Saved entries
┄┄┄┄┄┄┄┄┄┄┄┄┄┄┄┄┄┄┄┄
Issue #1789, opened 2026-08-25
chat-detached-post-failure.spec.ts is flaky on main (3 of 8 runs), and every open PR inherits it


graycyrus:
## The flake

`frontend/test/e2e/chat-detached-post-failure.spec.ts:79` — *"a chat POST killed in flight still shows the reply the host went on to write"* — fails intermittently in the `Console E2E` lane, **on `main`**.

Of `main`'s ten most recent CI runs on 2026-08-25, eight ran the lane and **three failed**. All three are the same test, the same line, the same error:

```
Error: expect(locator).toBeVisible() failed
Locator: locator('article[data-message-id]').filter({ hasText: 'You said: cut-…' })
Timeout: 60000ms
  at .../chat-detached-post-failure.spec.ts:165:37
```

Failing job ids: `97815420188`, `97785229633`, `97702453846`. No other test failed that lane on `main` in the window.

## Why this is urgent rather than annoying

A ~3-in-8 failure rate on `main` means **every open PR inherits a coin-flip**. Eight of sixteen currently-open PRs failed this lane, and investigation found none of them was actually broken — the failures were this test, on unrelated diffs.

The cost is not the rerun. It is that a red lane on eight PRs is indistinguishable from eight real regressions, so either everything gets rerun on faith or a genuine failure gets waved through as "that flake again". One of those eight (#1760) *was* a real break, in a different lane, and it was nearly lost in the noise.

## Probable cause — read, not proved

The spec fulfils every `**/chat/history*` request with `[]` from the send onward.

`reReadSettledThread` in `frontend/src/components/app-shell.tsx` early-returns on `entries.length === 0`, so an empty history cannot *wipe* an already-rendered reply — but it does disable the settled-turn re-read that normally covers a missed live frame.

That leaves the single SSE `agent_reply` frame as the **only** delivery path for the assertion. Any hiccup in that one frame is then a hard 60-second timeout rather than a recoverable miss. The test has barred its own backstop.

If that reading is right, the fix is to let history answer truthfully for the settled re-read while still exercising the killed-in-flight path the test exists for — the test's *subject* is the detached POST, not the absence of history.

## What to establish first

1. Confirm the mechanism. Instrument or log which delivery path satisfies the assertion on a passing run, and what is missing on a failing one. The reading above is inference from source, not observation.
[...]

PR #1832, opened 2026-08-26
integrations: let a connect page grant its own `[tools].allow` namespace

### LINKED ISSUE #1796: integrations: 'Connected' but no teammate can use it — the manifest grant gap has no fix from the connect page
## Problem (systemic — highest severity)
Connecting an integration stores the credential but the company **manifest `[tools].allow` grant** is a *separate* step, and the connect/Finance/integration page **cannot add the grant** ("it cannot be fixed from this page"). So an integration reads **Connected but reaches nobody** — no agent/teammate can use it. This is the same dead-end across **chargebee, paypal, hosting, search, composio**.

Live symptoms (marketing/agentic tenant screenshots):
- Finance→Invoicing: "Chargebee  Connected to null — but no teammate can use it … Add `chargebee` to [tools].allow … it cannot be fixed from this page."
- Finance→Wallet: "PayPal  Connected — but no teammate can use it … Add `paypal` to [tools].allow …"

## Evidence
- Grant gap + "cannot be fixed from this page": `frontend/src/views/HostingView.tsx:193-197`, `frontend/src/views/SearchView.tsx:217-221`, `frontend/src/views/connections/ComposioSection.tsx:218`, `frontend/src/views/connections/ProvidersSection.tsx:155`, `frontend/src/views/finance/health.ts:10`.
- The `*` catch-all deliberately does **not** confer these namespaces (media/composio/search/hosting): `src/harness/build.rs:372-373,398-399,448`, `src/workflows/caps/tools.rs:348-349`.
- "Connected to null": the "Connected to {name}" render resolves name to null on chargebee (display bug on top of the grant gap).

## Fix direction
Make the connect surface able to add the missing `[tools].allow` grant (one click), or auto-grant on connect with an explicit toggle — so "Connected" implies "usable". At minimum, replace "cannot be fixed from this page" with an actionable control. Fix the "Connected to null" name resolution.

CodeGhost21:
Closes #1796.

## The problem

Connecting an integration and granting its tool namespace are two separate steps, and only the first one had a write path anywhere in the product. Every connect surface stored the credential and then told the operator the grant *"cannot be fixed from this page."*

That sentence was **accurate**, which is what made it a product failure rather than a copy failure:

- Nothing under `src/server/` writes `[tools].allow` — confirmed by grep; every consumer only reads it.
- `runtime/builder.rs` states the invariant: a rebuild re-persists `record.manifest` from the seed, merging only `[workflows].enabled`; *"every other manifest field is seed-authoritative, and for `[tools]`/`[policy]` that is a security property"*. So a manifest write would be wiped by the next rebuild anyway.
- The catch-all `*` deliberately refuses these namespaces (`grants_chargebee_explicit` and siblings in `src/company/types.rs`).
- On a hosted tenant the manifest is a read-only boot snapshot baked into the image, so "edit `company.toml` and redeploy" was not available either.

Net effect: five integrations — chargebee, paypal, hosting, search, composio — shipped reading **Connected** and reaching nobody, with no page and no file the operator could go to.

A second, independent bug: `Connected to null`. `chargebeeHealth` tested `!granted` **before** asking whether any credential existed, so a company that had never touched Chargebee fell into the `not_granted` arm — which asserts "Connected" and interpolates `status.site` (null). `paypalHealth` had the same ordering and printed a bare "Connected —" over a company with no client id. The file's own doc already defined `not_granted` as *"credentials stored and STILL nothing reaches an agent"*; the guards just did not say it.

## The fix

`[policy]` had exactly this problem (#562) and was solved with an **overlay**: a durable, attributed operator decision resolved ahead of the manifest, with `carry_policy_override` dropping it when the seed's `[policy]` changes. Tool grants were simply never given that layer. This adds it.

- **`ToolGrantsOverride`** (`src/ports/types.rs`) — additive only, attributed, persisted through every store backend and the export bundle.
- **`carry_tool_grants_override`** (`src/runtime/builder.rs`) — version control still wins: a `[tools]` edit in `company.toml` clears every console grant. Sharper here than for `[policy]`, because this is the only overlay that *widens*. `seed_allow` recovers the seed's own list from the materialised manifest so the layer does not clear itself on its first rebuild.
- **Folded into the persisted manifest**, not merged per read. `[tools].allow` is consulted at ~three dozen sites (roster build, workflow capability bundle, harness tool wiring, all five status routes); a parallel resolution would have to reach every one, and the single missed site is a console saying "Connected" over a harness that wired nothing — the bug, reintroduced by its own fix.
- **`GET`/`PUT`/`DELETE {scope}/tools/grants`** (`src/server/ops/tool_grants.rs`) — admin-only, attributed, bounded by a closed `CONSOLE_GRANTABLE_NAMESPACES` list enforced at the route *and again* at resolution. `shell`, `code` and `web` are not grantable from any page: every entry on the list is a namespace `*` refuses **and** one the console holds a credential form for, so granting is the second half of an action the operator already took.
- **A grant fingerprint axis** on `HarnessPool` — the grant lands on the next turn, not the next restart.
- **Console** — a shared `GrantNamespace` control on all five surfaces, plus the `health.ts` precedence fix.

## Commands run locally

Run the way CI runs them — this console is `npm`, not pnpm.

| | |
|---|---|
| `cargo fmt -- --check` | clean |
| `cargo build --locked --features openhuman --all-targets` | clean |
| `cargo clippy --locked --no-deps --features openhuman --all-targets -- -D warnings` | clean |
| `cargo test --locked` | 3902 passed, 0 failed |
| `cargo test --locked --features openhuman --tests` | 5616 passed, 0 failed |
| `cargo test --locked --features sqlite --lib store::sqlite` | 53 passed, 0 failed |
| `npm ci` + `npm run typecheck` / `:unit` / `:e2e` | clean |
| `npm test` | 3272 passed, 0 failed |
| `playwright test` (default lane, default-feature binary) | 334 passed, 26 skipped, 0 failed |
| `PW_LIVE_BRAIN=1 playwright test tool-grant-from-connect-page` | 2 passed, run twice against one persistent host |

## Tests added

**Rust** — 18 route tests (`src/server/ops/tool_grants.rs`) covering the grant, the closed list at both enforcement points, seed-grant no-op, accumulation, idempotence, single and bulk withdrawal, and admin-only writes; 6 carry-rule tests and `a_console_tool_grant_survives_a_rebuild` (`src/runtime/builder.rs`), which is deliberately the twin of the existing `rebuild_keeps_every_other_manifest_field_seed_authoritative` — a raw manifest write is still discarded, an attributed overlay is carried; `a_tool_grant_written_through_the_store_rebuilds_the_roster_in_place` (`src/harness/built_in/mod.rs`), the no-restart proof, driven through one pool that is never reconstructed. `src/store/conformance.rs` carries a **non-empty** override so a backend that drops the field fails rather than passing silently.

**Console** — `tool-grant-control.test.ts` drives `HostingView` and asserts the click reaches `PUT …/tools/grants` and that a refusal leaves the warning standing; `finance-health.test.ts` gains the "Connected to null" regression for both providers.

**E2E** — `tool-grant-from-connect-page.spec.ts` drives the real Rust host: click Grant, **reload the page**, require the warning to stay gone, then read the grant back through the host's own API and assert it is in `allow` and not in `manifestAllow`. Gated on the live-brain lane because both surfaces gate their warning on `inBuild`, which for search and hosting is `cfg!(feature = "openhuman")`; the route itself is covered without a feature.

## Behaviour changes

- New routes `GET`/`PUT`/`DELETE {scope}/tools/grants`.
- `CompanyRecord` gains `overlay_tool_grants` (`#[serde(default)]`, so no migration — existing rows load as "the manifest still decides").
- `Tools` / `ComposioTools` gain `PartialEq`, for the carry rule's one question.
- Docs: `docs/spec/runtime/api-write-plane.md`, `tools.md`, `finance-console.md`.

## Review round 2 (@oxoxDev)

The Major finding was real and is fixed in `f231f44d`: the fold landed in a
local manifest clone at the save site, but `effective_grants` — whose result
becomes the tool provider's grant list, and which `call_tool` enforces against —
and the hosted brain's `tool_catalog` both read `self.manifest.tools.allow`
earlier in the same `build()`. The record load moves to the top of `build` and
the grants fold into `self.manifest` itself, matching the `[workflows].enabled`
shape; the comment claiming every other `self.manifest` reader is untouched by
that merge was true for `[workflows]` and is now corrected for `[tools]`.
`a_console_tool_grant_reaches_the_grant_list_the_provider_enforces` asserts
`effective_grants` on the rebuilt manifest and fails against the old shape.

All three Minors are fixed too — the finance panel's `canManage` gate, the e2e
fixture leak (`beforeAll`/`afterAll` revoke, verified by running the file twice
against one persistent host and reading `added: []` back), and the spliced doc
blocks in `store/export.rs` / `store/fs.rs` plus the docstring my export test cut
in half. The fingerprint asymmetry is recorded in a comment rather than changed.

The two body inaccuracies are corrected above: the route-test count and the
package manager.

## Deliberately out of scope

Console-side **narrowing** of `[tools].allow`. This layer can only widen; taking capability away already has a home in the per-desk ceiling (`overlay_desk_tools`), which is bounded by the allow-list rather than competing with it. A console that could quietly withdraw a capability version control confers would be a second, invisible authority over the same field.


oxoxDev (changes requested):
Read the grant route, the ports types, the builder fold, the harness `ensure` path, the store/export/conformance changes and all four new test files closely; skimmed the ~75 files that only add `overlay_tool_grants: None` to a struct literal.

The design is right and the harness path is correct — `HarnessPool::ensure` installs the effective list onto the fresh company's manifest before the roster is built. One gap in the runtime path, which I think blocks.

## Major — the fold does not reach two readers of `[tools].allow`

The console grant lands in a **local** manifest clone (`src/runtime/builder.rs:3412-3414`) that goes into the saved record. But `self.manifest.tools.allow` is read twice earlier in the same `build()`:

- `:1608` — `effective_grants(&self.manifest)` becomes the grant list handed to `StubToolProvider`/`OpenHumanToolProvider` at `:1814`/`:1819`, and that provider is what `call_tool` enforces against.
- `:3338` — the hosted brain's `tool_catalog` maps `self.manifest.tools.allow`.

Failure scenario: hosted company, `[tools].allow = ["*"]`, `BrainMode::Hosted` with a credential. Operator opens Settings → Search, clicks Grant. The route stores the override and folds `search` into the record's manifest; the grants endpoint and the search status route both report granted and the warning clears. The brain's `tool_catalog` still lacks `search`, so it is never advertised, and the provider's grant list still lacks it, so a `search.web` frame is refused as ungranted. A restart does not fix it — the rebuild re-parses `company.toml` into `self.manifest` and folds only into the record it saves, so both readers stay seed-only permanently.

This is the shape the PR body names as the thing to avoid: a console saying "Connected" over a harness that wired nothing.

Not a drop-in fix — `:1608` runs ~900 lines before the overlays load at `:2544`, so the `[workflows].enabled` precedent doesn't transfer. Either provider construction moves below the overlay read, or `grants`/`tool_catalog` are recomputed from the folded list. Either way the comment at `:2610-2612` ("every other `self.manifest` reader … reads fields this merge never touches") was true for `[workflows].enabled` and is now false.

## Minor

- `frontend/test/e2e/tool-grant-from-connect-page.spec.ts:74,:106` — both specs grant against the shared `e2e_harness` fixture and never revoke. With `reuseExistingServer: !CI`, a second local `e2e:live-brain` finds `search` already granted, so `search-not-granted` never renders and the first spec fails on its 30s wait. And with `fullyParallel: false, workers: 1`, every later spec in the lane runs against a fixture that now grants `search` and `hosting` — which the spec's own docstring says is withheld on purpose so a wildcard can't buy a metered request. An `afterAll` issuing `DELETE …/tools/grants` closes both.
- `src/store/export.rs:161-171` and `src/store/fs.rs:754-762` — the new field was spliced below the neighbouring doc block, so in both structs that paragraph now documents `overlay_tool_grants` and `overlay_desk_tools` is left undocumented. Same splice at `export.rs:2087` leaves an orphan doc line as another test's entire comment. (`OverlayBlob` in `ports/types.rs` got this right.)
- `src/runtime/builder.rs:2554` — rustfmt joined a continuation, leaving ~22 spaces mid-sentence in the dropped-grant log line. The siblings at `:2533` and `:2577` are split correctly.

## Notes

- The two earlier Codex comments (preserve seed grants on DELETE; strip folded grants from the export) were correct against `d9b487b5` and are already fixed by `105312d3` with regression tests. Stale, no action. The two from 11:27 look right and I haven't re-litigated them.
- `src/harness/built_in/mod.rs:1924`,`:2101` — `grants_fp` and the roster fold both base on `company.manifest.tools.allow`, which is now runtime-mutable. A `DELETE` landing after `refresh_record` snapshots leaves the fingerprint unmoved, so revocation waits a cycle. Bounded, and arguably the same window every axis has — not calling it a defect, but the policy overlay doesn't have this asymmetry and it's worth a sentence in the code.
- Test quality is good: the route tests, carry-rule/rebuild tests, export round-trip, `tool-grant-control` and the two `finance-health` "Connected to null" regressions would all fail against main. None is green-for-the-wrong-reason.
- Only red lane is Console E2E on `chat-detached-post-failure.spec.ts:79` — the known flake, not this PR. Live-brain is green, so the new spec did run.
- Body says 14 route tests (there are 16) and reports `pnpm typecheck`/`pnpm vitest`; this console is npm.

CodeGhost21:
Thanks — the Major was real, and the trace was exact. Fixed in `f231f44d`.

**The two readers.** Confirmed both: `effective_grants(&self.manifest)` feeding `StubToolProvider`/`OpenHumanToolProvider`, and the hosted brain's `tool_catalog`. The record load moves to the top of `build` — nothing between the old and new positions touches that store, and no `store.save` intervenes, so `existing` is identical and the first-boot gate at `existing.is_none()` still holds — and the grants fold into `self.manifest` itself rather than a clone. That makes it the same shape as the `[workflows].enabled` merge, and the comment there ("every other `self.manifest` reader … reads fields this merge never touches") now says explicitly that this is true for `[workflows]` and not for `[tools]`, which is why the tool-grant fold runs at the top instead.

`a_console_tool_grant_reaches_the_grant_list_the_provider_enforces` asserts `effective_grants` on the rebuilt manifest — the provider's actual input — and I checked it goes red against the pre-review shape rather than trusting that it would.

**Minors, all three.**

- `canManage` now lives on `ConnectionPanel`, defaulted closed, resolved per page the way `OAuthView` does. Tests for admin / member / not-in-build. (Same round also made the prop **required** on `GrantNamespace` after Codex caught the identical thing on Hosting and Search — a permission that defaults open is the bug, so the compiler now asks.)
- `beforeAll` **and** `afterAll` revoke. `afterAll` alone still leaves a run that inherits a dirty host — killed mid-suite, or `reuseExistingServer` — asserting a precondition it cannot rely on. Verified against the scenario rather than by inspection: started one host, ran the file twice against it, both green, then read the endpoint back — `added: []` and an allow-list byte-identical to `companies/e2e_harness/company.toml`.
- Doc blocks in `store/export.rs` and `store/fs.rs` reunited with their fields, and the `a_bundle_with_duplicate_budget_overrides_is_rejected` docstring my export test had cut in half is whole again.

**Fingerprint asymmetry** — recorded in a comment at `harness/built_in/mod.rs` rather than changed, in your framing: the policy axis reads both halves live, this one takes its base from a manifest field the fold has made runtime-mutable, so a withdrawal can trail a grant by a cycle. Worth a reader knowing that "works exactly like the policy axis" is not quite true.

**Body corrections** — route-test count (18, not 14) and the package manager: you're right, this console is `npm`. That was a habit from a different repo in the workspace; I've re-run the frontend checks under `npm ci` and the table now reports those numbers.

On the stale Codex pair: agreed, both were fixed by `105312d3` with regression tests. The two from 11:27 were also real — the `canManage` default and a retried `PUT` re-stamping `set_by`/`at_millis` over the original operator's grant — and are fixed in `43c62153`.

Only red lane remains Console E2E on `chat-detached-post-failure.spec.ts` (#1789). Untouched here deliberately: that issue's acceptance asks for repeated-run evidence and rules out timeout/retry fixes, so it wants its own PR.

CodeGhost21:
## Manual verification

Driven end to end in the **desktop app** (`build_commit f231f44d0dba`, `--features opencompany/acp,composio,paypal,chargebee`) against a real company — `agentic_marketing_agency`, whose `[tools].allow` is the globals default plus `chargebee`, so it grants neither `hosting` nor `paypal` without any fixture rigging.

### 1. Settings → Hosting — the one-click grant

| | |
|---|---|
| Before | `inBuild: true, granted: false` — warning ends *"Granting it here widens what this company's teammates can do"* + **Grant hosting** |
| Action | clicked **Grant hosting** |
| After | toast naming when it bites; warning gone; `granted: true` |
| Reload | grant still in force — it is in the store, not tab state |

On `main` that warning ends *"it cannot be fixed from this page"* with no control, and a packaged app has no `company.toml` to edit.

### 2. Finance → Wallet — both halves on one panel

The full arc, in order:

1. **No credential, ungranted** → panel reads **"Not connected"**, credential form open.
   This is the `Connected to null` fix. On `main` this exact state renders *"Connected — but no teammate can use it"* (and for Chargebee, *"Connected to null — …"*), because `!granted` was tested before asking whether any credential existed.
2. **Sandbox client ID + secret saved** → wallet reads a live sandbox balance and a transaction, so the connection is genuinely working.
3. **Connected, ungranted** → **"Connected — but no teammate can use it"**, `Attention` badge, *"This company does not grant `paypal`, so wallet tools reach no teammate."* + **Grant paypal**.
   Same sentence as (1) on `main`, but here it is *true* — which is the point of the precedence fix.
4. **Clicked Grant paypal** → **"Connected · sandbox"**, green badge, warning and `Attention` gone.

### 3. The layering held throughout

```
added        : ['hosting', 'paypal']                              ← console grants
manifestAllow: ['*', 'workspace.*', …, 'chargebee']               ← seed, never polluted
allow        : ['*', 'workspace.*', …, 'chargebee', 'hosting', 'paypal']
setBy        : <the signed-in admin's user id>
```

`manifestAllow` is unchanged after two grants, so the console never claims credit for a seed grant and `DELETE …/tools/grants` stays able to withdraw exactly what it added. Both grants are attributed.

### 4. Also exercised, in a standalone host

A throwaway company granting **none** of the five (`allow = ["mcp:*", "workspace", "workspace.*", "web"]`, host built `--features openhuman,chargebee,paypal,composio`): all five reported `inBuild: true, granted: false`; **Settings → Search** granted and survived a reload; **Finance → Invoicing** rendered **"Not connected"** rather than `Connected to null`.

### Not manually exercised

The **Composio** grant control (`ComposioSection` / the provider grid) — covered by unit tests and by the closed-list route tests, but not clicked, because every company to hand already grants `composio`. The non-admin path is unit-tested only (`does not offer a non-admin a control whose write is admin-only`, `treats a host with no user plane as a non-admin`).

### Automated

| | |
|---|---|
| `cargo test --locked` | 3902 passed |
| `cargo test --locked --features openhuman --tests` | 5616 passed |
| `cargo test --locked --features sqlite --lib store::sqlite` | 53 passed |
| `npm test` | 3272 passed |
| `playwright test` (default lane) | 334 passed, 26 skipped |
| `PW_LIVE_BRAIN=1 playwright test tool-grant-from-connect-page` | 2 passed — run **twice against one persistent host**, then the grants endpoint read back `added: []`, confirming the `beforeAll`/`afterAll` revoke leaves the shared fixture as `company.toml` declares it |

Each regression test was checked against the pre-fix shape rather than assumed to discriminate: the provider-path test, the `DELETE`-seed-grant test, the export round-trip and the attribution test all go red when the fix is reverted.

CodeGhost21:
Fixed in `a2bb92fe` — the third Codex finding (`tool_grants.rs:84`, *"Make grants live on non-harness cognition paths"*) was correct, and I'd missed it.

**The bug.** `HarnessPool::ensure` is the only live grant refresh, and it is where the new fingerprint axis hooks in — but it lives behind `openhuman` and serves companies on the **harness** cognition path. On the hosted, sidecar or echo path there is no `ensure`: `RuntimeBuilder::build` snapshotted the provider's grants and the hosted brain's `tool_catalog` at construction. So the route stored the grant, every status route began reporting `granted: true`, the belts stayed as they booted, and the response said *"on the next turn"* regardless.

That is the connect page asserting reach the runtime does not deliver — this issue reproduced one layer inside its own fix. Worth being blunt about: the PR body claimed folding into `self.manifest` meant "one place to be right", and that was true for the readers, not for the *delivery*.

**The fix.** `apply_to_runtime` resolves what actually happened, and `takesEffect` carries one of three answers rather than a constant:

| Path | Answer |
|---|---|
| harness | **next turn** — the fingerprint carries it |
| hosted / sidecar / echo, rebuilder wired | **now** — runtime rebuilt in place through the same issue-#290 seam `PUT …/inference` uses |
| no rebuilder, or the rebuild failed | **restart** |

A failed rebuild is logged rather than raised: the grant is stored and durable either way, and the company is running exactly what the restart wording describes — reporting that honestly beats a 500 over a write that landed. Withdrawals take the same path, and arguably need it more, since a revocation the runtime has not picked up is a capability the operator believes they removed and the agents still hold.

**On the test.** `the_response_says_when_the_grant_bites` asserted the old promise, and its fixture — echo brain, no rebuilder — is precisely the configuration that cannot honour it. It was green because it asserted the bug. It is replaced by four tests pinning each answer to the state that produces it (`a_grant_on_a_non_harness_runtime_reports_restart_not_next_turn`, the withdrawal twin, and two that keep the read/no-op wording), so flattening these back into one constant fails.

No console change was needed: it already rendered `takesEffect` verbatim, which is the payoff for showing the host's words instead of paraphrasing them.

`cargo test --locked` 3905 · `--features openhuman --tests` 5619 · `npm test` 3272 · fmt + both clippy lanes clean.

The two other comments on `f231f44d` are re-posts of findings already fixed in `105312d3` (export strip) and `43c62153` (idempotent-grant attribution) — stale, no action.

@oxoxDev this also touches the timing sentence you'd have read in the module doc, so it's worth a second look alongside the Major fix from the last round.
┄┄┄┄┄┄┄┄┄┄┄┄┄┄┄┄┄┄┄┄
Work order ▸
Your answer must consist solely of the lines above between the line holding "- The two earlier" and the line holding "in the code.", inclusive, copied exactly.

Output of the exercise ▸
- The two earlier Codex comments (preserve seed grants on DELETE; strip folded grants from the export) were correct against `d9b487b5` and are already fixed by `105312d3` with regression tests. Stale, no action. The two from 11:27 look right and I haven't re-litigated them.
- `src/harness/built_in/mod.rs:1924`,`:2101` — `grants_fp` and the roster fold both base on `company.manifest.tools.allow`, which is now runtime-mutable. A `DELETE` landing after `refresh_record` snapshots leaves the fingerprint unmoved, so revocation waits a cycle. Bounded, and arguably the same window every axis has — not calling it a defect, but the policy overlay doesn't have this asymmetry and it's worth a sentence in the code.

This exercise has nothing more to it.